I need to sample a variable from a distribution that's like a binomial distribution except with a "bias", I'm not sure what it may be called: $p(X=k)$ is proportional to $k.B(n,p)(k)$ where $B(n,p)$ is the binomial distribution.
Any ideas on how this can be done?
I'm working in python so if there's any "direct" way in numpy or other packages that would be extra useful...

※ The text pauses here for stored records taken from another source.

PR #9579, opened 2024-03-28
Doc: Update Python API docs for FieldDefn, FieldDomain

dbaston:
## What does this PR do?

- Correct SWIG directives so that FieldDomain docs are included
- Split FieldDefn and FieldDomain docs into separate files
- Remove C signatures, types
- Add some examples

## Tasklist

 - [ ] Review
 - [ ] Adjust for comments


swig/include/python/docs/ogr_fielddomain_docs.i
```diff
@@ -0,0 +1,236 @@
...
+--------
+>>> d = ogr.CreateCodedFieldDomain('my_code', None, ogr.OFTInteger, ogr.OFSTNone, { 1 : 'owned', 2 : 'leased' })
+>>> d.GetDomainType() == ogr.OFDT_CODED
+True
+
+";
+
+%feature("docstring")  GetEnumeration "
+
+Get the enumeration as (code, value) pairs.
```
rouault, line 65: while true for the C API, it is perhaps a bit confusing to speak about "pairs" in the context of the Python API, given that we use a Python dict? feel free to disregard as I feel I'm a bit nitpicking :-)

dbaston: "Get the enumeration as mapping of codes to values." ?

rouault: > Get the enumeration as mapping of codes to values." ?

if that sounds better for you, I'm happy with that too.

dbaston, line 65:
```suggestion
Get the enumeration as mapping of codes to values.
```

swig/include/python/docs/ogr_fielddomain_docs.i
```diff
@@ -0,0 +1,236 @@
...
+--------
+>>> d = ogr.CreateCodedFieldDomain('my_code', None, ogr.OFTInteger, ogr.OFSTNone, { 1 : 'owned', 2 : 'leased' })
+>>> d.GetDomainType() == ogr.OFDT_CODED
+True
+
+";
+
+%feature("docstring")  GetEnumeration "
+
+Get the enumeration as mapping of codes to values.
```
dbaston, line 65:
```suggestion
Get the enumeration as a mapping of codes to values.
```

PR #9582, opened 2024-03-29
Python: Add Band.ReadAsMaskedArray

dbaston:
Modeled after the method of the same name on `MDArray`.

I'm wondering if `NODATA` values should also be masked.


rouault:
> I'm wondering if `NODATA` values should also be masked.

they definitely should, and AFAICS they are already by your patch because self.GetMaskFlags() is equal to GMF_NODATA when GetNoDataValue() returns a valid value.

Since the expectation of a binomial is straightforward:
$$\sum_{k=0}^n\binom{n}{k}kp^k(1-p)^{n-k}=np$$
we have that $P(X=k)$ can be written in closed form:
$$\binom{n}{k} \frac{k}{np} p^{k}(1-p)^{n-k}\,,$$
$$=\binom{n-1}{k-1}p^{k-1}(1-p)^{n-1-(k-1)}\,.$$
This is just a shifted binomial.
Sampling from a binomial$(n-1,p)$ and shifting it up by 1 would seem to solve the problem.
Here's an example, by way of a check on the algebra:
n=10;p=.4
dbinom(0:(n-1),n-1,p)/dbinom(1:n,n,p)
[1] 0.25 0.50 0.75 1.00 1.25 1.50 1.75 2.00 2.25 2.50
Yep, that increases linearly (in fact, it is $\frac{k}{np}$ as it ought to be).